You can see below how EPS has changed over time (discover the exact values by clicking on the image).

earnings-per-share-growth
earnings-per-share-growth

Dive deeper into Reckon's key metrics by checking this interactive graph of Reckon's earnings, revenue and cash flow.

What About Dividends?

As well as measuring the share price return, investors should also consider the total shareholder return (TSR). The TSR is a return calculation that accounts for the value of cash dividends (assuming that any dividend received was reinvested) and the calculated value of any discounted capital raisings and spin-offs. It's fair to say that the TSR gives a more complete picture for stocks that pay a dividend. In the case of Reckon, it has a TSR of 46% for the last 3 years. That exceeds its share price return that we previously mentioned. This is largely a result of its dividend payments!

A Different Perspective

Reckon shareholders gained a total return of 2.8% during the year. Unfortunately this falls short of the market return. It's probably a good sign that the company has an even better long term track record, having provided shareholders with an annual TSR of 14% over five years. It may well be that this is a business worth popping on the watching, given the continuing positive reception, over time, from the market. It's always interesting to track share price performance over the longer term. But to understand Reckon better, we need to consider many other factors. Consider for instance, the ever-present spectre of investment risk. We've identified 2 warning signs with Reckon , and understanding them should be part of your investment process.

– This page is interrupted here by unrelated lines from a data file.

PR #391, opened 2025-02-23
Downgrade multiple-languages-plugin

keunes:
Downgrade multiple-languages-plugin (See https://github.com/kurtsson/jekyll-multiple-languages-plugin/issues/201)

### DIFF
--- a/Gemfile.lock
+++ b/Gemfile.lock
@@ -54,7 +54,7 @@ GEM
     jekyll-mentions (1.6.0)
       html-pipeline (~> 2.3)
       jekyll (>= 3.7, < 5.0)
-    jekyll-multiple-languages-plugin (1.8.0)
+    jekyll-multiple-languages-plugin (1.7.0)
       jekyll (>= 2.0, < 5.0)
     jekyll-sass-converter (3.0.0)
       sass-embedded (~> 1.54)


ByteHamster:
Hmm didn't the plugin version work before? My guess would be that it is a different problem. Does downgrading in your other PR help?

keunes:
The issue in my other PR is the following:
```liquid
            {%- assign card-text-key = include.item.texts | append: ".card-text" %}
            {%- capture card-text %}{%- t card-text-key %}{%- endcapture -%}
            {% if card-text != empty %}
            <p class="text-main">{{ card-text }}</p>
            {%- endif %}
```
This is the code in `_includes/card.html`, where we:
1. dynamically build the path of the text description, e.g. `contribute.develop.app.card-text` (I do this because I want to have a single definition in the front matter, and want to build paths like for title, intro & card-text from it, rather having to specify each of these paths individually in front matter)
2. capture the actual, translated card-text string. It may or may not be present in the translation file(s). If it does not exist, it returns null
3. if the translated string exists, then display it

The issue exists in step 2: if the string does not exist and it returns null, then it causes the error rather than simply not displaying anything:
> Liquid Exception: no implicit conversion of nil into String in /home/runner/work/antennapod.github.io/antennapod.github.io/_layouts/doc.html

I don't have this issue locally (I have with jekyll-multiple-languages-plugin 1.7.0), and the referenced issue notes that the issue started with 1.8.0 (which is in the Gemfile.lock). Therefore I assume that indeed this would fix the issue I have with my PR (I will test in a moment).

keunes:
In the long run we should probably switch to https://github.com/untra/polyglot, given that multiple-languages-plugin is no longer maintained.

PR #394, opened 2025-03-04
Remove alt text strings

keunes:


ByteHamster:
That sets the texts to an empty string. Instead, I would remove them completely

keunes:
This works actually; I already had pushed the changes to the translation-files branch and on to Weblate, and the strings are gone from there. The difference with before, is that now there's no `""`.

PR #401, opened 2025-04-24
Add Persian

ByteHamster:


keunes:
Nice!
A bit nitpicking, but it seems that the icon paddings/margins of the social icons in the footer and mobile menu and the globe for the Lang switcher are lost. We should probably change that from 'left' to 'start' margin or sth?

PR #430, opened 2025-09-24
docs: automation: correct information in refreshing-podcasts.md

james-smith-za:
In this commit I correct a small inconsistency between what's in the documentation and what I encounter in the actual app. I'm on 3.9.0f downloaded from F-droid.


keunes:
Thanks @james-smith-za !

If you like to buy stocks alongside management, then you might just love this free list of companies. (Hint: insiders have been buying them).

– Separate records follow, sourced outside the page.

PR #433, opened 2025-10-04
Fix credit and wording in readme

loucasal:
We weren't properly crediting a contributor and the whole sentence was a bit messy.

### DIFF
--- a/README.md
+++ b/README.md
@@ -4,7 +4,7 @@ This repository contains AntennaPod's project website, which is live on https://
 
 ## About the site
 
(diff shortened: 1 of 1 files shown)


keunes:
Hmm. I believe that usernames should still be linkified automatically by Jekyll? (As per #45)

We maybe should investigate that a bit further.

ByteHamster:
This PR is about the readme file on GitHub, not the actual website

keunes:
Whoops, sorry.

Please note, the market returns quoted in this article reflect the market weighted average returns of stocks that currently trade on Australian exchanges.

Have feedback on this article? Concerned about the content? Get in touch with us directly. Alternatively, email editorial-team (at) simplywallst.com.

This article by Simply Wall St is general in nature. We provide commentary based on historical data and analyst forecasts only using an unbiased methodology and our articles are not intended to be financial advice. It does not constitute a recommendation to buy or sell any stock, and does not take account of your objectives, or your financial situation. We aim to bring you long-term focused analysis driven by fundamental data. Note that our analysis may not factor in the latest price-sensitive company announcements or qualitative material. Simply Wall St has no position in any stocks mentioned.